Enterprise-ready distributed and federated Random Forests with orchestration, strategy search, and optional differential privacy
Project description
Distributed Random Forest
Distributed Random Forest is a Python package for federated and distributed tree ensembles. It is designed for people who need more than "train a few local forests and concatenate the trees":
- realistic client partitioning, including non-IID splits
- multiple aggregation strategies instead of one hard-coded merge rule
- parallel client training backends
- structured reports for benchmarking and audits
- runnable examples, docs, tests, CI, and PyPI packaging
This README is used on both GitHub and PyPI. The top half is package-user focused so the PyPI page answers "why should I install this?" before it dives into repo internals.
Why This Implementation Is Different
Most distributed RF repositories are really experiment scripts. This one is a reusable package with a benchmarkable orchestration layer.
| Area | Typical paper-style repo | This implementation |
|---|---|---|
| Distributed workflow | manual scripts | FederatedRandomForest orchestration API |
| Client heterogeneity | mostly uniform splits | uniform, stratified, feature, sized, dirichlet, label_skew |
| Tree aggregation | one or two ranking rules | classic paper rules plus balanced, proportional, threshold, and auto search |
| Execution | sequential only | sequential, thread, and process backends |
| Reporting | print statements | JSON run reports with partition, client, and strategy summaries |
| Privacy | often omitted | built-in DP RF support for experimentation and comparison |
| Packaging | code snapshot | PyPI package, CLI, docs site, CI, release workflow |
What Is Special About This Package
The main differentiator is that the package separates three concerns cleanly:
modelsLocal RF and DP-RF training.federationTree ranking, voting, and aggregation.distributedPartitioning, parallel client training, strategy search, and report export.
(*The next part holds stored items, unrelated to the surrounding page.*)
Issue #6714, opened 2023-12-09
`develop` tests fail


martin-rueegg:
For some reasons, the tests fail since the recent merges.

e.g. 
- https://github.com/humhub/humhub/actions/runs/7150405383/job/19473640939?pr=6711
- https://github.com/humhub/humhub/actions/runs/7145740499/job/19462051162?pr=6713

All failing tests have to do with

-  `http://localhost/` vs
-  `http://localhost:8080/`

They are unrelated to the above PRs.

luke-:
Probably related to this commit: 
https://github.com/humhub/humhub/commit/ebe45bacfcaecbbb5f703652f3c8d83bce74a0a9c

martin-rueegg:
It appears that the `AutoTourCest` is [failing](https://github.com/humhub/humhub/actions/runs/7181825119/job/19557011099#step:18:1531) on various PRs on `develop`.

@yurabakhtin, since you re-enabled it in

- #6685

you might find quickly what's the reason?

yurabakhtin:
> @yurabakhtin, since you re-enabled it in
> 
> * [Refactor auto start tour for new user #6685](https://github.com/humhub/humhub/pull/6685)
> 
> you might find quickly what's the reason?

@martin-rueegg Yes, I still could not find how to fix the test, because locally it works without errors, but on github side it has a random effect, e.g. you can find the latest commit in the PR https://github.com/humhub/humhub/pull/6685/commits/dd3c56ad5a455bfd139fa8f561ec64512170a791 and all tests are green there, but after merging they all are red.

@luke- I think we should disable the test again - https://github.com/humhub/humhub/pull/6731.

martin-rueegg:
> > @yurabakhtin, since you re-enabled it in
> > 
> > * [Refactor auto start tour for new user #6685](https://github.com/humhub/humhub/pull/6685)
> > 
> > you might find quickly what's the reason?
> 
> @martin-rueegg Yes, I still could not find how to fix the test, because locally it works without errors, but on github side it has a random effect, e.g. you can find the latest commit in the PR [dd3c56a](https://github.com/humhub/humhub/commit/dd3c56ad5a455bfd139fa8f561ec64512170a791) and all tests are green there, but after merging they all are red.

Oh jeah, I know that situation. Somehow frustrating, isn't it? :-)

> @luke- I think we should disable the test again - #6731.

It would also be great to find a solution for the port in the host address that makes several other tests fail. Again, before the merge all was green.

[...]

PR #6719, opened 2023-12-10
[WIP] Enh: Set running migration to `Yii::$app->currentMigration` (ignore for now)

martin-rueegg:
Newly introduced automations (e.g. `afterSave()`) may depend on fields that are only about to be installed by the migrations. However, if those automations are called during initialization of the app, they will fail. The current PR sets a property `Yii::$app->currentMigration` to the currently executed migration. Hence, an automation can (not) execute some code if currently migrations (or a specific migration) is being executed.

- Feature

- No

- [x] All tests are passing
- [x] Changelog was modified

**Other information:**

### DIFF
--- a/protected/humhub/components/ApplicationTrait.php
+++ b/protected/humhub/components/ApplicationTrait.php
@@ -1,4 +1,5 @@
 <?php
+
 /*
  * @link      https://www.humhub.org/
  * @copyright Copyright (c) 2023 HumHub GmbH & Co. KG
@@ -8,6 +9,7 @@
 namespace humhub\components;
 
 use humhub\interfaces\MailerInterface;
+use yii\db\MigrationInterface;
 use yii\helpers\Url;
 
 trait ApplicationTrait
@@ -26,6 +28,12 @@ trait ApplicationTrait
      * @var string Minimum PHP version that may works but probably with small issues
      */
     public $minSupportedPhpVersion;
+
+    /**
+     * @var MigrationInterface|null Will be set to the instance of the currently running migration
+     * @see Migration::up() and Migration::down()
+     */
+    public ?MigrationInterface $currentMigration = null;
 
     /**
      * @inheritdoc
--- a/protected/humhub/components/Migration.php
+++ b/protected/humhub/components/Migration.php
@@ -60,7 +60,11 @@ class Migration extends \yii\db\Migration
      */
     public function up()
     {
-        return $this->saveUpDown([$this, 'safeUp']);
+        Yii::$app->currentMigration = $this;
+        $result = $this->saveUpDown([$this, 'safeUp']);
+        Yii::$app->currentMigration = null;
+
+        return $result;
     }
 
     /**
@@ -69,7 +73,11 @@ class Migration extends \yii\db\Migration
      */
     public function down()
     {
-        return $this->saveUpDown([$this, 'safeDown']);
+        Yii::$app->currentMigration = $this;
+        $result = $this->saveUpDown([$this, 'safeDown']);
+        Yii::$app->currentMigration = null;
+
+        return $result;
     }
 
     /**
@@ -482,9 +490,19 @@ class Migration extends \yii\db\Migration
      */
     public function integerReferenceKey(): ColumnSchemaBuilder
     {
-        return $this->integer(11)
-            ->notNull()
-            ;
+        return $this->integer(11)->notNull();
+    }
+
+    /**
+     * Returns the field configuration for a FK field
+     *
+     * @return ColumnSchemaBuilder
+     * @since 1.16
+     * @noinspection PhpUnused
+     */
+    public function integerReferenceKeyUnsigned(): ColumnSchemaBuilder
+    {
+        return $this->integerReferenceKey()->unsigned();
     }
 
     /**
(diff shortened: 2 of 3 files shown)


martin-rueegg:
All failing errors are related to
- #6714

protected/humhub/components/ApplicationTrait.php
```diff
@@ -27,6 +29,12 @@ trait ApplicationTrait
      */
     public $minSupportedPhpVersion;
 
+    /**
+     * @var MigrationInterface|null Will be set to the instance of the currently running migration
+     * @see Migration::up() and Migration::down()
+     */
+    public ?MigrationInterface $currentMigration = null;
```
luke-, line 36: What do you think about using the new `MigrationService` for this?

```
public static ?MigrateInterface $currentMigration = null;
```

protected/humhub/components/Migration.php
```diff
@@ -60,7 +60,11 @@ public function init()
      */
     public function up()
     {
-        return $this->saveUpDown([$this, 'safeUp']);
+        Yii::$app->currentMigration = $this;
```
luke-, line 63:
```suggestion
       humhub\services\MigrationService::$currentMigration = $this;
```

luke- (changes requested):

protected/humhub/components/ApplicationTrait.php
martin-rueegg: That's an interesting idea.

- pro:
  - In terms of logic (as in what belongs where) I love the idea
- contra
  - in terms of efficiency: the `MigrationService` class would have to be loaded not only during migration, but also during regular request cycles, as the _consuming_ automation would load the class just to find the field empty. The application object is already loaded ... (for the same reason I've not stored it as a "component", but directly as a fixed field).

Happy to adjust to your verdict ... :-)

martin-rueegg: > * the _consuming_ automation would load the class just to find the field empty

Well, we could do a 
```php
if (class_exists(humhub\services\MigrationService::$class, false) && MigrationService::$currentMigration !== null) {
   // do what needs to be done during migration
} else {
   // to the regular stuff
}
```

luke-: @martin-rueegg Can you give an example of when we need to use this feature?

Do I understand correctly that some events have to check whether migrations are currently being executed?

martin-rueegg: If had similar situations before.

Currently I use it here, where I would update a polymorphic relation to synchronize `guid` and `gid`. But this can only happen _after_ the migration is applied. Yet, I use those object so migrate the data. An alternative approach would be to create a mock object during migration ...

https://github.com/humhub/humhub/pull/6718/files#diff-86ef7d668695f939c218131eb996b6c3218e640f46349304efc41b3d51babe2fR54-R81

luke-: Sorry, I didn't quite get it.
Normally the migrations are executed separately and the models do not have to check this?

martin-rueegg: The thing is, that I wanted to add the `gid` field to `contentcontainer`, `space`, and `user` tables. To fill them with initial values, I have to generate the GlobalId record of which I then read the `gid` and save it to the respective table.

But when if I do one table at the time (since their migrations are in different modules) some fields do not yet exist, that are updated from the `GlobalId::afterSave()` method.

But I can have a look to see if there's another way to solve this.

luke-: I hadn't time yet, to take a closer look at the Global ID PR and concept. 

But in principle, a migration for core models would be like this.

// Example Migration
``` 
function migrateUp() {
    foreach (GetRowsInUserTable() as $row) {
               $id = InsertRowInGidTable();
               UpdateUserRowWithGid();
     }
}
```

 It would be good if DB migrations work as low-level as possible without Models (afterSave etc.), as otherwise Model changes may break future migrations.

martin-rueegg: Yes, that makes sense. Thank you.

so the `GetRowsInUserTable();` and `InsertRowInGidTable();` would be something to include in the migration class, right?

luke-: I would usually use code like this in the migration: 

```php
    function up()
    {
        foreach ((new \yii\db\Query())->select("*")->from('user')->all() as $row) {
            $this->insert('gid', [/* DATA FOR GID Table */]);
            $this->update('user', ['gid' => $db->lastInsertId()], ['id' => $row['id']]);
        }
    }
```

In case for global id and also the need to migrate lot of module data in future, I would add a method like this:

// humhub\components\Migration
```php
   function createGidRecord($class, $id): int {
            $this->insert('gid', [/* DATA FOR GID Table */]);
           return $db->lastInsertId();
   }
``` 
 
// in migration e.g. for Users 
```php
    function up()
    {
        foreach ((new \yii\db\Query())->select("*")->from('user')->all() as $row) {
            $this->update('user', ['gid' => $this->createGidRecord(User::class, $row['id'])], ['id' => $row['id']]);
        }
    }
```

martin-rueegg: Thank you for your extended example. Much appreciated!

That makes it useful for both:
- researchers comparing aggregation strategies under non-IID data
- engineers who want a callable library instead of notebook-only code
Good Use Cases
- Network intrusion detection where traffic distributions differ by site.
- Fraud or risk scoring across branches, regions, or subsidiaries.
- Edge/IoT classification where each site owns a small, skewed local dataset.
- Privacy-sensitive health or security workflows that need federated baselines.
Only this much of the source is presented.